# Logistic Regression Training
Binary classification algorithm.
Typically used when the target variable has only two possible outcomes.

However, logistic regression can be extended to handle multi-class classification problems through techniques such as *one-vs-all* or *multinomial* logistic regression.

## One-vs-all or One-vs-Rest (OVR)
Train separate binary logistic regression model for each class.
Each model is trained to distinguish that class from all other classes.
During prediction, we run each observation through all models, and the class with the highest probability is assigned as the predicted class.
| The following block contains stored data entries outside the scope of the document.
PR #337, opened 2020-10-22
#7573 feat: Text anchors (WIP)

creido-welly:
Relates https://github.com/wellcometrust/corporate/issues/7573

- fix to force browser to scroll to position just under the header

@chriddell this is not currently fully tested or perfected but works for most cases with the main exception being IE11. I'm thinking the scroll-to utils in corporate-react could be moved to CC and incorporated here somehow, plus they should still be useable by CR, right?

Tested in Chrome, Firefox, Safari, IE11

### DIFF
--- a/src/components/RichText/_rich-text.scss
+++ b/src/components/RichText/_rich-text.scss
@@ -108,37 +108,6 @@
   > :last-child {
     margin-bottom: 0;
   }
-
-  // Handle anchors
-  //
-  // e.g. <a id="my-anchor"></a>
-  //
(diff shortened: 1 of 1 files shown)


chriddell:
Closed in favour of https://github.com/wellcometrust/corporate-react/pull/536

@creido-welly I felt that this work belonged in corporate-react due it being related to the wellcome.org codebase/CMS specifically, and didn't feel right that the "hack" we're implementing should be in a component library which may be used in other projects.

Our dataset has a discrete number of possible outcomes: `[Ravenclaw, Slytherin, Gryffindor, Hufflepuff]`.

This method allows breaking down by splitting up into multiple binary class models.

We will be using `k=4` *binary classifiers*.

## Features Selection
Based on data visualization:
- `Arithmancy` and `Care of magical Creatures` cannot classify well.
- `Defense Against the Dark Arts` and `Astronomy` are anti-correlated; we can drop one.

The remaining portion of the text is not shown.